WHAT TO WORK ON: Search term "will": work out how many lines of the data below contain it, and answer with that number alone.

(Stored data)
PR #102, opened 2017-11-16
Removes unneeded params and team settings

LeePorte:
## What

Fixes the Comments raised in #101 by @alext 

## How to review

1. Create an oAuth application at https://github.com/settings/applications/new
1. Authorization callback URL should be `https://deployer.<your env>.dev.cloudpipeline.digital/auth/github/callback`
1. Store the client ID and Client secret in your personal pass store under the following locations `github.com/concourse/dev/client_id` and `github.com/concourse/dev/client_secret`
1. Checkout this branch and run `make dev upload-github-oauth GITHUB_PASSWORD_STORE_DIR=<your pass dir> DEPLOY_ENV= <your Env>`
1. Push the pipeline with the following command `BRANCH=$(git rev-parse --abbrev-ref HEAD) make dev pipelines CONCOURSE_TYPE=deployer-concourse CONCOURSE_HOSTNAME=deployer BOSH_INSTANCE_PROFILE=bosh-director-cf CONCOURSE_INSTANCE_TYPE=m4.xlarge CONCOURSE_INSTANCE_PROFILE=deployer-concourse ENABLE_COLLECTD_ADDON=true ENABLE_SYSLOG_ADDON=true ENABLE_GITHUB=true`
1. Run the `create-bosh-concourse` pipeline
1. once it has completed, login to team main using the login with Github button.

## Merging

Github API credentials are already in the persistent environment state buckets. Once merge to master the pipeline needs to be run in each environment.

## Who can review

Not @LeePorte

### DIFF
--- a/concourse/pipelines/create-bosh-concourse.yml
+++ b/concourse/pipelines/create-bosh-concourse.yml
@@ -1218,7 +1218,7 @@ jobs:
           params:
             file: updated-concourse-manifest/concourse-manifest.yml
 
-      - task: add-env-specific-team
+      - task: add-github-oauth
         config:
           platform: linux
           image_resource:
@@ -1239,8 +1239,6 @@ jobs:
             FLY_TARGET: ((deploy_env))
             FLY_CMD: ./paas-bootstrap/bin/fly
             ENABLE_GITHUB: ((enable_github))
-            GITHUB_CLIENT_ID: ((github_client_id))
-            GITHUB_CLIENT_SECRET: ((github_client_secret))
           run:
             path: sh
             args:
@@ -1250,8 +1248,6 @@ jobs:
                 export CONCOURSE_URL="https://${CONCOURSE_HOSTNAME}.${SYSTEM_DNS_ZONE_NAME}"
                 export CONCOURSE_ATC_PASSWORD
                 CONCOURSE_ATC_PASSWORD=$(./paas-bootstrap/concourse/scripts/val_from_yaml.rb secrets.concourse_atc_password concourse-secrets/concourse-secrets.yml)
-                export GITHUB_CLIENT_ID
-                export GITHUB_CLIENT_SECRET
 
                 if [ "${ENABLE_GITHUB}" = "true" ] ; then
                   GITHUB_CI_USERS=$(./paas-bootstrap/concourse/scripts/val_from_yaml.rb ci ./paas-bootstrap/concourse/users/users.yml)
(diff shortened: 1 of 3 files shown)


concourse/pipelines/create-bosh-concourse.yml
```diff
@@ -1267,17 +1265,14 @@ jobs:
...
                     $(echo "$GITHUB_USERS") --basic-auth-username admin --basic-auth-password "${CONCOURSE_ATC_PASSWORD}" --non-interactive
 
                   ./paas-bootstrap/concourse/scripts/fly_sync_and_login.sh
-                  # shellcheck disable=SC2046,SC2116
-                  ${FLY_CMD} -t "${FLY_TARGET}" set-team -n main \
-                    --github-auth-client-id "${GITHUB_CLIENT_ID}" \
-                    --github-auth-client-secret "${GITHUB_CLIENT_SECRET}"  \
-                    $(echo "$GITHUB_USERS") --basic-auth-username admin --basic-auth-password "${CONCOURSE_ATC_PASSWORD}" --non-interactive
+                  ${FLY_CMD} -t "${FLY_TARGET}" set-team -n "${FLY_TEAM}" \
+                    --basic-auth-username admin --basic-auth-password "${CONCOURSE_ATC_PASSWORD}" --non-interactive
```
alext: I'm confused by this new version. It seems to duplicate the lines below...

I'm also not clear why we're calling `fly_sync_and_login` so many times.

As I think about this more, I don't think the oauth stuff belongs in this task at all - it's got nothing to do with creating the env-specific team. I think we should create a new task to setup the oauth stuff.

concourse/pipelines/create-bosh-concourse.yml
```diff
@@ -1239,8 +1239,6 @@ jobs:
             FLY_TARGET: ((deploy_env))
             FLY_CMD: ./paas-bootstrap/bin/fly
             ENABLE_GITHUB: ((enable_github))
-            GITHUB_CLIENT_ID: ((github_client_id))
-            GITHUB_CLIENT_SECRET: ((github_client_secret))
```
alext, line 1243: With these gone they can also be removed from the `pipelines.sh` script. This in turn means that we can remove the `retrieve` action from the `manage_github_secrets.sh` script, and make it something that only handles uploading the secrets. This also means that we won't need to upload the secrets for dev deployments unless we've enabled github auth.

concourse/pipelines/create-bosh-concourse.yml
LeePorte: https://github.com/alphagov/paas-bootstrap/blob/b6b56271879211f95886db6938a92759daba3ad7/concourse/pipelines/create-bosh-concourse.yml#L1280-L1282 is the action performed if ENABLE_GITHUB=false

We could break it into a separate task if desired.

concourse/pipelines/create-bosh-concourse.yml
LeePorte: I feel that it is worth keeping the retrieve in `manage_github_secrets.sh` if only for checking when pushing pipelines that the creds have been uploaded.

PR #9566, opened 2022-04-26
[kots]: add configuration for using a custom CA certificate

### LINKED ISSUE #8559: Support own CA certificate / self-signed certificated for self-hosted installations

MrSimonEmms:
## Description

Add support for custom CA certs to the KOTS interface. There are three ways of configuring a cert with KOTS

1. Use cert-manager
2. Use a self-signed cert
3. Upload your own certificate - may be made with public or private CA

For `1`, no option is provided for a custom CA. It is assumed that this will be made against a public CA - we can keep tabs on whether there's a requirement for this in future. 🛹🛹🛹

image

For `2`, this self-signed cert is generated with the same CA used to generate the internal certs (`ca-issuer-ca`). This PR adds a note to explain how to extract the CA cert to import into the browser. It's expected that this will be used for limited numbers of users.

image

For `3`, this adds an optional parameter to add the CA when uploading your certs.

image

## Related Issue(s)

Fixes #8559 

## How to test

Deploy with KOTS. Use version `sje-kots-self-signed-certs.4` in `dev-sje` channel (currently the most recent version in there).

## Release Notes

```release-note
[kots]: add configuration for using a custom CA certificate
```

### DIFF
--- a/install/kots/manifests/gitpod-ca-secret.yaml
+++ b/install/kots/manifests/gitpod-ca-secret.yaml
@@ -1,0 +1,14 @@
+# Copyright (c) 2022 Gitpod GmbH. All rights reserved.
+# Licensed under the MIT License. See License-MIT.txt in the project root for license information.
+
+apiVersion: v1
+kind: Secret
+metadata:
+  name: ca-certificate
+  labels:
+    app: gitpod
+    component: gitpod-installer
+  annotations:
+    kots.io/when: '{{repl and (ConfigOptionEquals "cert_manager_enabled" "0") (ConfigOptionNotEquals "tls_ca_crt" "") }}'
+data:
+  ca.crt: '{{repl ConfigOption "tls_ca_crt" }}'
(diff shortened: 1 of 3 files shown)


corneliusludmann (approved):
Changes in this PR look good.

Tested both self-signed option as well as own self-signed generated certs with CA. All pods are running, and access to dashboard works. For k3s I needed to configure [private registry](https://rancher.com/docs/k3s/latest/en/installation/private-registry/). However, registry-facade has a TLS error during image build. Need to investage this further but I think it is not an issue of this PR.

PR #9579, opened 2022-04-27
Overwrite existing k3s entries in the kubectx in install-k3s-kubeconfig.sh

mads-hartmann:
## Description

Currently install-k3s-kubeconfig.sh would not update the .kube/config if it already had an entry to the k3s cluster. This means that your kubectx config can become stale if you change branches or use with-clean-slate-deployment.

The fix was the ensure that K3S_KUBECONFIG_PATH entries takes precedence over KUBECONFIG_PATH when merging the kubeconfig.

## Related Issue(s)

No issue, was reported in our internal Slack [here](https://gitpod.slack.com/archives/C032A46PWR0/p1651044970509919).

## How to test

I tested this manually by using two branches with VMs and re-running the script after having changed branches. Before this changeset it didn't update the kubectx after the first invocation. With this changeset it did.

## Release Notes

```release-note
NONE
```

## Documentation

N/A


easyCZ (approved):

meysholdt (approved):
Code changes LGTM

PR #9588, opened 2022-04-27
[public-api] Simple CLI tool to interact with Public API

easyCZ:
## Description

Adds `api workspaces get --id 123 --token "foo-bar" to interact with Public API. Creates a dir `api` under `cmd` and gives code-ownership to WebApp.

```bash
 ./gpctl 
Gpctl controls a Gitpod installation

Usage:
  gpctl [command]

Available Commands:
  api         Interact with Public API services
  clusters    Controls and inspects cluster
  completion  Generate completion script
  debug       Helps with debugging a component
  help        Help about any command
  imagebuilds Controls and inspects workspace Docker image builds
  workspaces  Controls and inspects workspaces in the Gitpod installation

Flags:
  -h, --help                     help for gpctl
  -c, --kubeconfig string        Path to the kubeconfig file used for connecting to the cluster (default "$HOME/.kube/config")
  -o, --output-format string     Output format. One of: string|json|jsonpath|template (default "template")
      --output-template string   Output format Go template or jsonpath. Use with -o template or -o jsonpath

Use "gpctl [command] --help" for more information about a command.

```

```bash
./gpctl api workspaces get --id 123 --token foo-bar --address api.mp-papi-cmd-yolo.staging.gitpod-dev.com:443
INFO[0000] Estabilishing gRPC connection against api.mp-papi-cmd-yolo.staging.gitpod-dev.com:443 
{"result":{"workspaceId":"123","ownerId":"mock_owner","projectId":"mock_project_id","context"{"contextUrl":"https://github.com/gitpod-io/gitpod"},"description":"This is a mock response"}}%  
```

## Related Issue(s)

Fixes #

## How to test

**Test the CLI works**
```
cd dev/gpctl
go run main.go api workspaces get --id 123 --token foo-bar --address api.mp-papi-cmd-yolo.staging.gitpod-dev.com:443
```

**Test with a local instance of Public API**
1. Navigate to [preview env on main](https://main.preview.gitpod-dev.com/workspaces)
2. Open dev console and run 
```js
	"function:getWorkspace",
	"function:getWorkspaces",
	"resource:default",]})
```
, this will obtain a token you can use to access the through a CLI
4. Start the Public API locally with `cd components/public-api-server && go run main.go`
5. Hit the local API using the CLI, here we need to use `--insecure` because we're not serving TLS certs
```
go run main.go api workspaces get --id $WORKSPACE_ID --token $TOKEN --insecure --address localhost:9501
```
You'll likely get Not Found. To get a response, start a workspace on the main preview env and use its ID as `$WORKSPACE_ID`

## Release Notes

```release-note
NONE
```

## Documentation

NONE

/uncc

- [x] /werft without-vm=true

### DIFF
--- a/dev/gpctl/cmd/api/workspaces.go
+++ b/dev/gpctl/cmd/api/workspaces.go
@@ -1,0 +1,94 @@
+// Copyright (c) 2022 Gitpod GmbH. All rights reserved.
+// Licensed under the GNU Affero General Public License (AGPL).
+// See License-AGPL.txt in the project root for license information.
+
+package api
+
+import (
+	"context"
+	"fmt"
+	"github.com/gitpod-io/gitpod/common-go/log"
+	v1 "github.com/gitpod-io/gitpod/public-api/v1"
+	"github.com/spf13/cobra"
+	"google.golang.org/grpc"
+	"google.golang.org/protobuf/encoding/protojson"
+	"google.golang.org/protobuf/proto"
+	"io"
+	"os"
+)
+
+func newWorkspacesCommand() *cobra.Command {
+	cmd := &cobra.Command{
+		Use:   "workspaces",
+		Short: "Retrieve information about workspaces",
+	}
+
+	cmd.AddCommand(newWorkspacesGetCommand())
+
+	return cmd
+}
+
+func newWorkspacesGetCommand() *cobra.Command {
+	var workspaceID string
+
+	cmd := &cobra.Command{
+		Use:     "get",
+		Short:   "Retrieve details about a workspace by ID",
+		Example: "  get --workspace-id 1234",
+		Run: func(cmd *cobra.Command, args []string) {
+			if workspaceID == "" {
+				log.Log.Fatal("no workspace id specified, use --id to set it")
+			}
+
+			if err := connOpts.Validate(); err != nil {
+				log.Log.WithError(err).Fatal("Invalid connections options.")
+			}
+
+			conn, err := newConn(connOpts)
+			if err != nil {
+				log.Log.WithError(err).Fatal("Failed to establish gRPC connection")
+			}
+
+			workspace, err := getWorkspace(cmd.Context(), conn, workspaceID)
+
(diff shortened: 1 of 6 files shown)


csweichel:
should be part of `gpctl` imho

easyCZ:
@csweichel That's a good point. How do we want to use the first iteration? Should it eventually be a CLI that externals should be able to interact with to consume the API? Or do we want to merge it with `gpctl` which has an explicit purpose of being used by Gitpod engineers to operate the system.

My inclination is to keep it separate and gear more towards a CLI for the API only, which can be published and consumed by externals.

csweichel:
@easyCZ I'd start with the latter - go for `gpctl`. It gives you more freedom to move quickly without having to consider breaking changes or the experience of others. If we see a need for a CLI for our public API we can always transform that part of `gpctl`.

Also, we're noticing a trend where `gpctl` might become part of the product down the road, if just for "integrators". There's a lot of functionality in there already that's handy in e.g. a self-hosted context.

easyCZ:
@csweichel @geropl I've now moved this under `gpctl`. I've put it under an `api` directory to slightly better manage code-ownership and allow us to make changes without needing workspace reviews.

laushinka:
I've tested this and it works like a charm. Can't wait for this to be merged 😍 Thanks for this, @easyCZ!

dev/gpctl/cmd/api/workspaces.go
```diff
@@ -0,0 +1,94 @@
...
+	return cmd
+}
+
+func newWorkspacesGetCommand() *cobra.Command {
+	var workspaceID string
+
+	cmd := &cobra.Command{
+		Use:     "get",
+		Short:   "Retrieve details about a workspace by ID",
+		Example: "  get --workspace-id 1234",
```
sagor999, line 37: Fix param name:
```suggestion
		Example: "  get --id 1234",
```

sagor999 (approved):
LGTM except for a minor nit.

/hold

OUTPUT FOR THIS EXERCISE: 3